Axis Tour: Word Tour Determines the Order of Axes in ICA-transformed Embeddings
This addresses interpretability challenges in NLP for researchers and practitioners, but it is incremental as it builds on existing ICA and Word Tour methods.
The paper tackles the problem of arbitrary axis order in ICA-transformed word embeddings by proposing Axis Tour, a method that optimizes axis order to maximize semantic continuity, resulting in better or comparable low-dimensional embeddings compared to PCA and ICA in downstream tasks.

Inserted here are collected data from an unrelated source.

PR #5067, opened 2026-06-23
fix(detectors/datadogtoken): report verification endpoint failures

genisis0x:
### Description:

Closes #4541.

When the DatadogToken verifier could not reach the verification endpoint, the failure was silently dropped: the detector inlined the API call and only acted on the response inside an `if err == nil` branch, so a transport-level error (unreachable endpoint, DNS failure, timeout) left the result unverified with **no** verification error. Under `--results=verified,unknown` the secret was reported as `unknown` with no indication that verification had actually failed, unlike AWS (and unlike the sibling DatadogApiKey detector).

This change captures the request error and, when no endpoint verifies the token, surfaces it via `SetVerificationError`, so endpoint failures are reported as verification issues. The `DatadogApiKey` detector in this same package already follows this pattern, so this brings `DatadogToken` in line with it.

To keep the verifier testable the same way `DatadogApiKey` is, the scanner gains an optional injectable `client` (via `getClient()`); behavior is unchanged when it is nil.

### Checklist:
* [x] Tests passing (`make test-community`)? Added `TestDataDogToken_FromData_VerificationEndpointFailure`, which drives `FromData` with an error-returning transport and asserts a verification error is reported. It fails on the prior code (error swallowed) and passes with this fix.
* [x] Lint passing (`make lint`)? `golangci-lint run ./pkg/detectors/datadogtoken/...` reports 0 issues; `gofmt`/`go vet` clean.

---

> [!NOTE]
> **Low Risk**
> Localized detector verification and error-reporting behavior; no auth or data-path changes beyond clearer failure signaling.
> 
> **Overview**
> **DatadogToken** verification no longer drops transport failures (DNS, timeout, unreachable host). When `client.Do` fails across tried endpoints, the last error is recorded and, if nothing verifies, exposed via **`SetVerificationError`**—aligning with **DatadogApiKey** and other detectors so `--results=verified,unknown` can distinguish “couldn’t verify” from a plain unverified hit.
> 
> The scanner adds an optional injectable **`http.Client`** through **`getClient()`** (default behavior unchanged when nil), enabling the new **`TestDataDogToken_FromData_VerificationEndpointFailure`** test with a failing transport.
> 
> <sup>Reviewed by [Cursor Bugbot](https://cursor.com/bugbot) for commit 8062329ab13bf650950dd941c4ef1a708b4e4bda. Bugbot is set up for automated code reviews on this repo. Configure [here](https://www.cursor.com/dashboard/bugbot).</sup>

PR #5076, opened 2026-06-25
fix(detectors/hunter): surface indeterminate verification as a VerificationError

genisis0x:
## Problem
The Hunter verifier only set `Verified=true` on a 2xx response and silently ignored every other outcome. A transport failure (network blip), a `429` rate limit, or a `5xx` all left the result `Verified=false` with **no** `VerificationError`, making them indistinguishable from a definitively-rejected key. Under the default `--results=verified` filter a live key could be dropped with no signal that it was never actually checked.

This mirrors the verification-error convention already used across the detector suite (e.g. `SetVerificationError` on transport/indeterminate failures).

## Fix
Extract `verifyMatch` into a tri-state result:
- `2xx` -> verified;
- `401` / `403` -> definitively invalid (no error);
- transport failure or any other status (429, 5xx, ...) -> returned as an error and recorded via `SetVerificationError`.

Also adds an injectable client for testing and drains the response body before close.

## Tests
Added `TestHunter_VerificationError` covering the valid (2xx), invalid (401), rate-limited (429), and transport-error cases. The existing `TestHunter_Pattern` is unchanged.

`go test ./pkg/detectors/hunter/...`, `go vet`, `gofmt`, and `golangci-lint` are clean.

---

> [!NOTE]
> **Low Risk**
> Scoped to Hunter detector verification behavior and tests; aligns with existing detector conventions without changing auth or data paths.
> 
> **Overview**
> **Hunter API key verification** no longer treats every non-2xx or failed request as a quietly unverified finding. Verification is moved into `verifyMatch`, which returns a clear outcome: **2xx** marks the key verified; **401/403** mark it definitively invalid with no error; **transport failures, 429, 5xx, and other statuses** return an error and are recorded via **`SetVerificationError`**, matching other detectors.
> 
> The scanner gains an optional injectable **`http.Client`** (with a shared default) so tests can stub HTTP. Response bodies are drained before close.
> 
> **`TestHunter_VerificationError`** covers 2xx, 401, 429, and transport errors.
> 
> <sup>Reviewed by [Cursor Bugbot](https://cursor.com/bugbot) for commit 05ba949225ad03d751315f6b6d7e94d9362aaa59. Bugbot is set up for automated code reviews on this repo. Configure [here](https://www.cursor.com/dashboard/bugbot).</sup>

### DIFF
--- a/pkg/detectors/hunter/hunter.go
+++ b/pkg/detectors/hunter/hunter.go
@@ -2,6 +2,8 @@ package hunter
 
 import (
 	"context"
+	"fmt"
+	"io"
 	"net/http"
 	"strings"
 
@@ -12,16 +14,25 @@ import (
 	"github.com/trufflesecurity/trufflehog/v3/pkg/pb/detector_typepb"
 )
 
-type Scanner struct{}
+type Scanner struct {
+	client *http.Client
+}
 
 // Ensure the Scanner satisfies the interface at compile time.
 var _ detectors.Detector = (*Scanner)(nil)
 
 var (
-	client = common.SaneHttpClient()
+	defaultClient = common.SaneHttpClient()
 
 	keyPat = regexp.MustCompile(detectors.PrefixRegex([]string{"hunter"}) + `\b([a-z0-9_-]{40})\b`)
 )
+
+func (s Scanner) getClient() *http.Client {
+	if s.client != nil {
+		return s.client
+	}
+	return defaultClient
+}
 
 // Keywords are used for efficiently pre-filtering chunks.
 // Use identifiers in the secret preferably, or the provider name.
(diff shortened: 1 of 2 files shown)


genisis0x:
@shahzadhaider1 gentle nudge on this one whenever you have a window (and thanks for the look on #5067).

It's small and self-contained: the Hunter verifier only sets a result on a `2xx` and silently swallows everything else, so a transport failure, a `429`, or a `5xx` all come back `Verified=false` with no `VerificationError` — indistinguishable from a definitively rejected key. Under the default `--results=verified` that means a live key can be dropped with no signal it was never actually checked. The change routes those non-2xx/transport outcomes into a `VerificationError`, matching the convention the other detectors already follow, with a test covering each case. Green and CLA signed.

Happy to reshape it if you'd prefer a different approach.

PR #250, opened 2017-02-20
MXRestClient: Support phone number validation

giomfo:


MatrixSDK/MXRestClient.m
```diff
@@ -3966,21 +4018,41 @@ - (MXHTTPOperation*)requestEmailValidation:(NSString*)email
...
+- (MXHTTPOperation *)submit3PIDValidationToken:(NSString *)token
+                                        medium:(NSString *)medium
+                                  clientSecret:(NSString *)clientSecret
+                                           sid:(NSString *)sid
+                                       success:(void (^)())success
+                                       failure:(void (^)(NSError *))failure
 {
+    NSString *path;
+    
+    if ([medium isEqualToString:kMX3PIDMediumEmail])
```
manuroe: I am not sure we need to limit the validation process to email and msisdn. If a new medium is created, we will need to deliver a new sdk.
Testing medium.count should be enough as sanity check.

MatrixSDK/MXRestClient.h
```diff
@@ -1455,24 +1455,56 @@ typedef enum : NSUInteger
...
+ Request the validation of a phone number.
+ 
+ The identity server will send a validation token by sms. The end user
+ will have to send this token by using [MXRestClient submit3PIDValidationToken].
+ 
+ Use the returned sid to complete operations that require authenticated phone number
+ like [MXRestClient add3PID:].
+ 
+ @param phoneNumber the phone number (in international or national format).
+ @param countryCode the iso country code (required even if the phone number is internationalised).
```
manuroe: Is it possible to add a ref to the spec of the iso code expected ?

MatrixSDK/MXRestClient.m
giomfo: but medium is not an enum value!
Eventually, we should use medium string to directly complete the path. WDYT?

MatrixSDK/MXRestClient.h
giomfo: more precisely: ISO 3166-1 country code representation

MatrixSDK/MXRestClient.m
manuroe: Yes, medium is a string but the code in this PR treats it like an enum with a finite number of values with no possibility of extension.

MatrixSDK/MXRestClient.h
manuroe: Could you please add it to the code?

PR #297, opened 2017-05-29
Fix type of received value

samuel-gallet:


manuroe:
Hi Samuel,
Thanks for the PR.

How/where do you get a numeric value for ```sid```?
It must be a string.

samuel-gallet:
Hi,
If you are sure about string type of sid, it should be an error from our server.
I'm sorry

manuroe:
Yes, all ids are strings in matrix. 
The spec says for ```sid```:
```
"sid": {
    "description": "The session identifier given by the Identity Server.", 
    "type": "string"
}
```

PR #298, opened 2017-05-29
Remove depency to WebRTC and add parameter to use GA

samuel-gallet:
I'm ready to discuss about this fix.

The problem is the use of "use_frameworks!" parameter in the Podfile includ in swift project.

Indeed, with cocoa pods 1.x and the use_frameworks parameters, pod are built atomically and cannot refer to library that are not directly linked to the pod.

So you can have build issue like:

Undefined symbols '_GAI' not found in MXFileStore.o

### DIFF
--- a/MatrixSDK.podspec
+++ b/MatrixSDK.podspec
@@ -30,5 +30,6 @@ Pod::Spec.new do |s|
 
   s.dependency 'AFNetworking', '~> 3.1.0'
   s.dependency 'GZIP', '~> 1.1.1'
+  s.dependency 'WebRTC', '~> 56.10'
 
 end
--- a/MatrixSDK/Data/Store/MXFileStore/MXFileStore.m
+++ b/MatrixSDK/Data/Store/MXFileStore/MXFileStore.m
@@ -30,11 +30,9 @@
 
 #import "MXEnumConstants.h"
 
-#ifdef MX_GA
 #import "GAI.h"
 #import "GAIFields.h"
 #import "GAIDictionaryBuilder.h"
-#endif
 
 NSUInteger const kMXFileVersion = 39;
 
--- a/MatrixSDK/MXSDKOptions.h
+++ b/MatrixSDK/MXSDKOptions.h
@@ -21,22 +21,6 @@
 #pragma mark - Build time options
 
 #pragma mark Automatic enabling
-/**
- These flags are automatically enabled if the application Xcode workspace contains
- their associated Cocoa pods.
- */
-
-/**
- VoIP with libjingle.
-
- Application can use the libjingle build pod provided at
- https://github.com/Anakros/WebRTC.git :
-
-     pod 'WebRTC'
- */
-#if __has_include(<WebRTC/RTCPeerConnection.h>)
-#define MX_CALL_STACK_JINGLE
-#endif
 
 /**
  Crypto.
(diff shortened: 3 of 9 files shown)


manuroe:
We want the application to be able to choose a VoIP stack. There are already several wrappers to other VoIP libs.
This PR sticks the SDK, and consequently apps,  to one of them. So, we cannot afford it.

samuel-gallet:
I understand your point.
However, your SDK cannot be used in a swift project.
I think it's a serious issue

manuroe:
Do you have some experience with Carthage?
I feel I spend 20% of my time hacking over Cocoapods. Carthage seems less intrusive but I have never played with it.

samuel-gallet:
If you want to use Carthage, you will lose a lot of your SDK's users.

In my opinion, if you want the user choose between some implementations, the best choice is to use protocols.

manuroe:
Protocols for VoIP are already there.
The real issue is that the wrapper that implements it with the ```WebRTC``` stack lib is in the SDK code. 
We used to put these wrappers in other GH repos with their own pods like https://github.com/matrix-org/matrix-ios-openwebrtc-wrapper/ but it added additional complexity to maintain all the things together.

I am slowly moving my mind to propose this wrapper as the default voip stack coming with the SDK. App will be then still free to use another wrapper.

manuroe:
> I am slowly moving my mind to propose this wrapper as the default voip stack coming with the SDK.

That will not work. ```WebRTC``` is iOS only (https://github.com/Anakros/WebRTC/blob/master/WebRTC.podspec#L14). We have MacOS developpers :/

samuel-gallet:
You should not provide a default VOIP stack.
But you can make an other pod project, which implement the WebRTC VOIP stack for exemple, and let the user linked the appropriated implementation by initializing the SDK in the app.

There is also the same problem by using GoogleAnalytics as an implicit depandency

manuroe:
Yeah. I am just checking if there are other options. 
Additional pod is what I did at first and I found myself spending a ridiculous amount of time syncing sdk and wrapper pods. ``` #if __has_include(<WebRTC/RTCPeerConnection.h>)``` was a nice trick to manage it in objc.
Plus that makes another thing to release.

The GA issue is handled by https://github.com/matrix-org/matrix-ios-sdk/pull/256 which I did not take time to handle. Shame on me.

samuel-gallet:
I'm afraid there are not other options :/.
Just to let you know that I already try adding this to my post_installer in my Podfile:
`

      #Add linker to GA in order to make it compiler
      if config.build_settings['PRODUCT_NAME'] == "MatrixSDK"
        config.build_settings['LIBRARY_SEARCH_PATHS'] = ["$(inherited)", "$(PODS_ROOT)/GoogleAnalytics/Libraries"]
        config.build_settings['FRAMEWORK_SEARCH_PATHS'] = ["$(inherited)", "$(PODS_ROOT)/WebRTC"]
        config.build_settings['OTHER_LDFLAGS'] = ["$(inherited)", %Q{-Wl -undefined dynamic_lookup}]
      end

`

It works when you are building your app. However, when you archive it, the app crasg

manuroe:
I wonder if putting the wrapper code into a separate CocoaPods subspec (like in http://www.dbotha.com/2014/12/04/optional-cocoapod-dependencies/) would make Swift happy.

samuel-gallet:
I already tried this and I could not make it build in Swift project.
However, AFNetworking is doing the same thing with UIKit https://github.com/AFNetworking/AFNetworking/tree/master/UIKit%2BAFNetworking and it seems to work.
So it should be a way to do this

PR #299, opened 2017-06-01
Crypto: Fix race in device list updates

manuroe:
Don't consider device lists up-to-date when we have another request for the
relevant user in the queue.

Port of https://github.com/matrix-org/matrix-js-sdk/pull/431


ylecollen:
SGTM

PR #302, opened 2017-06-07
Allow App to use custom certificate

samuel-gallet:
AFSecurityPolicy try to retrieve certificate in the AFNetworking Bundle
However, with Cocoapods 1.0 the pod bundle is not equal to the app
Bundle. So certificates are not retrieved


samuel-gallet:
Samuel Gallet - samuel.gallet@applidium.com

PR #306, opened 2017-06-14
CallKit support

morozkin:
`MXCallKitAdapter` is an entity through which we interact with CallKit API

The most interesting part is `MXJingleCallAudioSessionConfigurator`. There is no public API in WebRTC iOS SDK to configure `AVAudioSession`, it is only internal. CallKit has its own rules for where and when we need to configure and activate AVAudioSession. We need to configure AVAudioSession when `provider:performStartCallAction:` is called and in completion block of `reportNewIncomingCallWithUUID:update:completion`. So i decide to extract configuration values from WebRTC iOS SDK and put them into class called `MXJingleCallAudioSessionConfigurator`. So with it help we can configure `AVAudioSession` like it does WebRTC internally. Here is the WebRTC [sources](https://chromium.googlesource.com/external/webrtc/+/master/webrtc/sdk/objc/Framework/Classes/Audio/RTCAudioSessionConfiguration.m).

Another important thing is `AVAudioSession` activation and deactivation. CallKit says us when it activated or deactivated `AVAudioSession` and we need to inform WebRTC somehow. But we also don't have any public API for that. They create new methods for better integration with CallKit and the will be available in v60. The funny fact is that they are located in internal class:)
Because of all these funny things i decided to use Obj-C runtime to have the same behaviour as methods they're going to release in v60. You can check additional comments in the code.

The next important thing i want to talk about is `CXProvider` configuration. For the moment i use a static method for it, but it must be fixed because we must provide chance for our SDK users to configure CallKit as they want. I see several options. In both situations i want to add a parameter for init. In the first case we can pass  `CXProviderConfiguration` instance, in the second we can create class like `MXCallKitConfiguration` which will mirror `CXProviderConfiguration` interface and also will have a static method `defaultConfiguration`. We also can use `init` as a convenience initializer, it will call `initWithConfiguration:` and pass a default configuration to it. Need your help with this.

### DIFF
--- a/MatrixSDK/VoIP/CallKit/MXCallKitAdapter.h
+++ b/MatrixSDK/VoIP/CallKit/MXCallKitAdapter.h
@@ -1,0 +1,26 @@
+/*
+ Copyright 2017 Vector Creations Ltd
+ 
+ Licensed under the Apache License, Version 2.0 (the "License");
+ you may not use this file except in compliance with the License.
+ You may obtain a copy of the License at
+ 
+ http://www.apache.org/licenses/LICENSE-2.0
+ 
+ Unless required by applicable law or agreed to in writing, software
+ distributed under the License is distributed on an "AS IS" BASIS,
+ WITHOUT WARRANTIES OR CONDITIONS OF ANY KIND, either express or implied.
+ See the License for the specific language governing permissions and
+ limitations under the License.
+ */
+
+
+@import Foundation;
+
+@class MXCall;
+
+@interface MXCallKitAdapter : NSObject
+
+- (void)reportIncomingCall:(MXCall *)call;
+
+@end
--- a/MatrixSDK/VoIP/CallKit/MXCallKitAdapter.h
+++ b/MatrixSDK/VoIP/CallKit/MXCallKitAdapter.h
@@ -14,13 +14,24 @@
  limitations under the License.
  */
 
-
 @import Foundation;
+
+NS_ASSUME_NONNULL_BEGIN
 
 @class MXCall;
 
 @interface MXCallKitAdapter : NSObject
 
+- (void)startCall:(MXCall *)call;
+- (void)endCall:(MXCall *)call;
+
 - (void)reportIncomingCall:(MXCall *)call;
 
+- (void)reportCall:(MXCall *)call startedConnectingAtDate:(nullable NSDate *)date;
+- (void)reportCall:(MXCall *)call connectedAtDate:(nullable NSDate *)date;
+
++ (BOOL)callKitAvailable;
+
 @end
+
+NS_ASSUME_NONNULL_END
--- a/MatrixSDK/VoIP/CallKit/MXCallKitAdapter.h
+++ b/MatrixSDK/VoIP/CallKit/MXCallKitAdapter.h
@@ -42,9 +42,9 @@ NS_ASSUME_NONNULL_BEGIN
 - (void)reportCall:(MXCall *)call connectedAtDate:(nullable NSDate *)date;
 
 /**
- Tells if CallKit is supported by the OS
+ Tell about support of CallKit by the OS
  
- @returns true iff iOS version >= 10.0
+ @return true if iOS version >= 10.0 otherwise false
  */
 + (BOOL)callKitAvailable;
 
--- a/MatrixSDK/VoIP/CallKit/MXCallKitAdapter.h
+++ b/MatrixSDK/VoIP/CallKit/MXCallKitAdapter.h
@@ -19,8 +19,14 @@
 NS_ASSUME_NONNULL_BEGIN
 
 @class MXCall;
+@protocol MXCallAudioSessionConfigurator;
 
 @interface MXCallKitAdapter : NSObject
+
+/**
+ The AVAudioSession configurator.
+ */
+@property (nonatomic, nullable, strong) id<MXCallAudioSessionConfigurator> audioSessionConfigurator;
 
 - (void)startCall:(MXCall *)call;
 - (void)endCall:(MXCall *)call;
--- a/MatrixSDK/VoIP/CallKit/MXCallKitAdapter.h
+++ b/MatrixSDK/VoIP/CallKit/MXCallKitAdapter.h
@@ -19,6 +19,7 @@
 NS_ASSUME_NONNULL_BEGIN
 
 @class MXCall;
+@class MXCallKitConfiguration;
 @protocol MXCallAudioSessionConfigurator;
 
 @interface MXCallKitAdapter : NSObject
@@ -28,6 +29,11 @@ NS_ASSUME_NONNULL_BEGIN
  */
 @property (nonatomic, nullable, strong) id<MXCallAudioSessionConfigurator> audioSessionConfigurator;
 
+- (instancetype)initWithConfiguration:(MXCallKitConfiguration *)configuration NS_DESIGNATED_INITIALIZER;
+
+- (instancetype)init NS_UNAVAILABLE;
++ (instancetype)new NS_UNAVAILABLE;
+
 - (void)startCall:(MXCall *)call;
 - (void)endCall:(MXCall *)call;
 
@@ -36,6 +42,11 @@ NS_ASSUME_NONNULL_BEGIN
 - (void)reportCall:(MXCall *)call startedConnectingAtDate:(nullable NSDate *)date;
 - (void)reportCall:(MXCall *)call connectedAtDate:(nullable NSDate *)date;
 
+/**
+ Tells if CallKit is supported by the OS
+ 
+ @returns true iff iOS version >= 10.0
+ */
 + (BOOL)callKitAvailable;
 
 @end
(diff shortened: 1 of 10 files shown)


MatrixSDK/VoIP/CallKit/MXCallKitAdapter.m
```diff
@@ -0,0 +1,285 @@
...
+    }
+    
+    CXHandle *handle = [[CXHandle alloc] initWithType:CXHandleTypeGeneric value:handleValue];
+    CXStartCallAction *action = [[CXStartCallAction alloc] initWithCallUUID:callUUID handle:handle];
+    action.contactIdentifier = contactIdentifier;
+    
+    CXTransaction *transaction = [[CXTransaction alloc] initWithAction:action];
+    [self.callController requestTransaction:transaction completion:^(NSError * _Nullable error) {
+        if (error)
+            return;
```
morozkin: I suppose we need to hang up the call at that moment

MatrixSDK/VoIP/CallKit/MXCallKitAdapter.m
```diff
@@ -0,0 +1,285 @@
...
+{
+    MXCall *call = self.calls[action.callUUID];
+    if (!call)
+    {
+        [action fail];
+        return;
+    }
+    
+    [call hangup];
+    self.calls[action.UUID] = nil;
```
manuroe: I would prefer to use removeObjectForKey. I always fear about exception thrown because of setting nil value in NSMutableDictionary.

MatrixSDK/VoIP/CallStack/Jingle/MXJingleCallAudioSessionConfigurator.h
```diff
@@ -0,0 +1,53 @@
...
+#import "MXSDKOptions.h"
+
+#ifdef MX_CALL_STACK_JINGLE
+
+@class AVAudioSession;
+
+/**
+ This class helps to provide better integration level with CallKit for WebRTC
+ */
+@interface MXJingleCallAudioSessionConfigurator : NSObject
```
manuroe: I think it worths to abstract that into a MXCallAudioSessionConfigurator protocol. MXJingleCallAudioSessionConfigurator would be the implementation for Jingle.

VoIP stacks have always their own specific things. I prefer to abstract things as much as possible.

MatrixSDK/VoIP/CallKit/MXCallKitAdapter.m
```diff
@@ -0,0 +1,285 @@
...
+    [self.provider reportNewIncomingCallWithUUID:callUUID update:update completion:^(NSError * _Nullable error) {
+        if (error)
+        {
+            [call hangup];
+            return;
+        }
+        
+        self.calls[callUUID] = call;
+        
+#ifdef MX_CALL_STACK_JINGLE
```
manuroe: See my above comment about an abstract MXCallAudioSessionConfigurator.
Instead of this **#ifdef** depending on a VoIP stack, we could use something like ```[callManager.callStack.audioSessionConfigurator configureAudioSessionForVideoCall:]```

MatrixSDK/VoIP/CallKit/MXCallKitAdapter.m
manuroe: at this time, is it still possible to back up and make the call within the app?

MatrixSDK/VoIP/CallKit/MXCallKitAdapter.m
```diff
@@ -0,0 +1,285 @@
...
+ WITHOUT WARRANTIES OR CONDITIONS OF ANY KIND, either express or implied.
+ See the License for the specific language governing permissions and
+ limitations under the License.
+ */
+
+#import "MXCallKitAdapter.h"
+
+@import AVFoundation;
+@import CallKit;
+@import UIKit;
```
manuroe: We will need to use ```#if TARGET_OS_IPHONE``` compilation flag as the sdk can be also used for macos dev.
You can quickly check mac os build thanks to the validation the sdk pod. Run ```pod lib lint MatrixSDK.podspec``` in the sdk folder.

manuroe:
Concerning CXProviderConfiguration, what about MXCallKitConfiguration with a CXProviderConfiguration object property?

It is a bit like your 2nd option but we avoid to mirror all CXProviderConfiguration stuff. I like the idea of an overall MXCallKitConfiguration class because if we need additional settings that are not in CXProviderConfiguration, we will be able to manage it in MXCallKitConfiguration.

MatrixSDK/VoIP/CallKit/MXCallKitAdapter.m
morozkin: It doesn't matter for me what syntax to use, but using subscripting operator looks less verbos e than calling the method. I really want you to dispel your fear about this by having a look at Clang (documentation)[https://clang.llvm.org/docs/ObjectiveCLiterals.html#dictionary-style-subscripting]. For `NSMutableDictionary` using subscripting operator for setting values is equal to calling `setObject:forKeyedSubscript:` and it is specified in the documentation that **passing nil will cause any object corresponding to aKey to be removed from the dictionary**. So there is no reason to fear about it;)

But an exception is the case when we are using the new literal syntax for creating dictionaries. If the key or the value is `nil` then we will have a runtime error.

I just want to clarify the situation. It's for you to decide which way to use.

MatrixSDK/VoIP/CallStack/Jingle/MXJingleCallAudioSessionConfigurator.h
morozkin: I fully agree with you. I will create a protocol

MatrixSDK/VoIP/CallKit/MXCallKitAdapter.m
morozkin: > at this time, is it still possible to back up and make the call within the app?
The call is already running by the time we are in this codepath.

I had a look at `CXErrorCodeRequestTransactionError`, this enum represent all possible errors and i don't thin we can encounter any of them, so we can ingnore an error here

MatrixSDK/VoIP/CallKit/MXCallKitAdapter.m
manuroe: Thanks for updating me.
I have encountered so many crash reports for this stupid nil value. I guess I am traumatised for life.

MatrixSDK/VoIP/CallKit/MXCallKitAdapter.m
manuroe: ok. Let's ignore it.

MatrixSDK/VoIP/CallKit/MXCallKitAdapter.h
```diff
@@ -30,8 +41,15 @@ NS_ASSUME_NONNULL_BEGIN
 - (void)reportCall:(MXCall *)call startedConnectingAtDate:(nullable NSDate *)date;
 - (void)reportCall:(MXCall *)call connectedAtDate:(nullable NSDate *)date;
 
+/**
+ Tells if CallKit is supported by the OS
+ 
+ @returns true iff iOS version >= 10.0
```
manuroe: s/iff/if

MatrixSDK/VoIP/CallKit/MXCallKitConfiguration.h
```diff
@@ -0,0 +1,54 @@
+//
```
manuroe: Please fix the file header.

MatrixSDK/VoIP/CallKit/MXCallKitConfiguration.m
```diff
@@ -0,0 +1,38 @@
+//
```
manuroe: Please fix the file header.

MatrixSDK/VoIP/MXCallManager.h
```diff
@@ -115,6 +116,13 @@ extern NSString *const kMXCallManagerConferenceFinished;
 @property (nonatomic) id<MXCallStack> callStack;
 
 /**
+
```
manuroe: Did you want to write a comment ;) ?

MatrixSDK/VoIP/CallStack/Jingle/MXJingleCallAudioSessionConfigurator.m
```diff
@@ -0,0 +1,181 @@
...
+
+#if defined MX_CALL_STACK_JINGLE && TARGET_OS_IPHONE
+
+@import AVFoundation;
+
+#import <objc/message.h>
+#import <objc/runtime.h>
+#import <sys/utsname.h>
+
+// Preferred hardware sample rate (unit is in Hertz). The client sample rate
```
manuroe: Could you please add a link to https://chromium.googlesource.com/external/webrtc/+/master/webrtc/sdk/objc/Framework/Classes/Audio/RTCAudioSessionConfiguration.m and explain why we temporary copy the code (basically what you wrote in the PR submission)?

The code is under BSP licence, we can copy part of it but we must give them credits.

PR #307, opened 2017-06-14
Calls improvements

morozkin:


MatrixSDK/VoIP/MXCallManager.m
```diff
@@ -17,6 +17,7 @@
 #import "MXCallManager.h"
 
 #import "MXCall.h"
+#import "MXCallKitAdapter.h"
```
manuroe: is it possible to remove this dependency?
I would like to merge this PR as soon as possible but the call kit PR will need a bit more work.

PR #318, opened 2017-06-27
MXFileStore: Improve NSCoding implementation of MXEvent by storing en…

manuroe:
…um values instead of NSStrings when possible, ie for not custom event type.

Loading MatrixHQ room state events takes 840ms instead of 900ms.

We also save some RAM when loading events from the store: all known event types strings point to the same strings consts.


MatrixSDK/Utils/MXTools.m
```diff
@@ -80,6 +81,8 @@ + (void)initialize
                           kMXEventTypeStringReadMarker: @(MXEventTypeReadMarker)
                           };
 
+        revertEventTypesMap = eventTypesMap.allKeys;
```
giomfo: CAUTION: According to ios doc, the order of the elements in the array is not defined.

Word embedding is one of the most important components in natural language processing, but interpreting high-dimensional embeddings remains a challenging problem. To address this problem, Independent Component Analysis (ICA) is identified as an effective solution. ICA-transformed word embeddings reveal interpretable semantic axes; however, the order of these axes are arbitrary. In this study, we focus on this property and propose a novel method, Axis Tour, which optimizes the order of the axes. Inspired by Word Tour, a one-dimensional word embedding method, we aim to improve the clarity of the word embedding space by maximizing the semantic continuity of the axes. Furthermore, we show through experiments on downstream tasks that Axis Tour yields better or comparable low-dimensional embeddings compared to both PCA and ICA.